The following hyperparameters were used during training:
- learning_rate: 2e-05
- train_batch_size: 8
- eval_batch_size: 4
- seed: 42
- optimizer: Use OptimizerNames.ADAMW_TORCH with betas=(0.9,0.999) and epsilon=1e-08 and optimizer_args=No additional optimizer arguments
- lr_scheduler_type: cosine
- lr_scheduler_warmup_steps: 100
- training_steps: 1500

### Training results

| Training Loss | Epoch  | Step | Validation Loss | Wer     |
|:-------------:|:------:|:----:|:---------------:|:-------:|
| 0.6764        | 0.2545 | 300  | 0.6244          | 44.9776 |
| 0.5881        | 0.5089 | 600  | 0.5089          | 37.6214 |
| 0.4662        | 0.7634 | 900  | 0.4349          | 32.1322 |
| 0.3661        | 1.0178 | 1200 | 0.3634          | 26.5683 |
| 0.2293        | 1.2723 | 1500 | 0.3534          | 25.7842 |



### Framework versions

- Transformers 4.53.1
- Pytorch 2.8.0.dev20250319+cu128
- Datasets 3.6.0
- Tokenizers 0.21.2

---

## Evaluation

Urdu ASR Evaluation on Common Voice 17.0 (Test Split). 

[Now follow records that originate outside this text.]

PR #2465, opened 2020-05-12
dev-4268 fixed logic bug with sibling codes

BrianZito:
**Description:**
Fixes subtle bug with complex TAS filters

**Technical details:**
Neither the code nor the tests covered the case of multiple require codes on the same level as one more more negative codes. 

    - [x] Backend
8. [x] Jira Ticket [DEV-4268](https://federal-spending-transparency.atlassian.net/browse/DEV-4268):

| Metric | Value    | Description                        |
|--------|----------|------------------------------------|
| **WER**   | 26.234%  | Word Error Rate (lower is better) |
| **CER**   | 8.795%   | Character Error Rate              |
| **BLEU**  | 58.032%  | BLEU Score (higher is better)     |
| **ChrF**  | 81.636   | Character n-gram F-score          |

>👉 Review the testing script: [Testing Whisper Large V3 Turbo Urdu](https://www.kaggle.com/code/kingabzpro/testing-whisper-large-v3-turbo-urdu?scriptVersionId=249057976)


### Summary

The Word Error Rate (WER) of 26.23% is respectable, indicating that roughly three out of every four words are transcribed correctly. While there is room for improvement, this is a functional level of accuracy.

The model excels at the character level, with a low Character Error Rate (CER) of 8.80% and a very high ChrF score of 81.64. This shows it accurately captures the phonetic and structural details of the language. The high BLEU score further confirms that the generated transcriptions are coherent and closely match the reference text.

In summary, this is a high-performing and reliable ASR system that produces largely accurate and intelligible transcriptions.